New publication in Journal of Chemical Theory and Computation

Sarkar DK, Surpeta B, Brezovsky J, 2024: Incorporating prior knowledge in the seeds of adaptive sampling molecular dynamics simulations of ligand transport in enzymes with buried active sites. Journal of Chemical Theory and Computation, DOI: 10.1021/acs.jctc.4c00452. full text dataset

Because most proteins have buried active sites, protein tunnels or channels play a crucial role in the transport of small molecules into buried cavities for enzymatic catalysis. Tunnels can critically modulate the biological process of protein–ligand recognition. Various molecular dynamics methods have been developed for exploring and exploiting the protein–ligand conformational space to extract high-resolution details of the binding processes, a recent example being energetically unbiased high-throughput adaptive sampling simulations. The current study systematically contrasted the role of integrating prior knowledge while generating useful initial protein–ligand configurations, called seeds, for these simulations.
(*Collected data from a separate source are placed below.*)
PR #2528, opened 2023-01-26
Ctrl-Shift-I - insert cell(s)

Harm10:
It turned out to be rather complicated. Wordleft is great for shifting to the left but does not see the tab between cells as a word. So I coded 3 extra functions to get what I needed: _get_cell_no, _get_number_of_cells and _get_position_of_cell
I definitely need those functions for the next command Ctrl-Shift-D (Delete cell(s)).
The amount of cells to insert and the place are all decided by the selection in the first line. If there are more lines selected the conclusion made on the first line is based on its cell number.

So I will first await your review on this one. I tried to add some comments on what is happening. Looking at the other code this does not seem to be the habit to do (why not?).
There are also 2 TODO's in this code: one about the undo of a multiple insert and one about positioning not working on a line that starts with an empty cell.
I hope it will also work on your machine (and not break other things :-) )


src/robotide/editor/texteditor.py
```diff
@@ -1056,6 +1057,105 @@ def execute_uncomment(self, event):
...
+            if cellpos > findpos:
+                cell_no -= 1
+                break
+        return cell_no
+
+    def _get_number_of_cells(self, begpos, endpos):
+        # get number of cells in range begpos-endpos
+        # Warning! GetStringSelection does not work properly if there are diacritics in the content above (!) the selected range
+        the_content = self._editor.GetTextRange(begpos, endpos)
+        celltab = ' ' * self._tab_size
```
JFoederer, line 1128: Will this also work when working on files that have a different tab size, but haven't been modified yet?

I ask because I have seen some issues where I had the tab size set to 4, but then when I pulled files from the archive that were 2-space separated, it was interpreted as a single cell.

Harm10: On positioning the current tab size is taken into account as set by _tab_size. Or do you mean something else?
There is a lot of code working with this _tab_size.

On another note: I did not get any mail or so on your review. Should I have gotten some notice?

Using a nontrivial system of a haloalkane dehalogenase mutant with multiple transport tunnels leading to a deeply buried active site, simulations were employed to derive kinetic models describing the process of association and dissociation of the substrate molecule. The most knowledge-based seed generation enabled high-throughput simulations that could more consistently capture the entire transport process, explore the complex network of transport tunnels, and predict equilibrium dissociation constants, koff/kon, on the same order of magnitude as experimental measurements. Overall, the infusion of more knowledge into the initial seeds of adaptive sampling simulations could render analyses of transport mechanisms in enzymes more consistent even for very complex biomolecular systems, thereby promoting drug development efforts and the rational design of enzymes with buried active sites.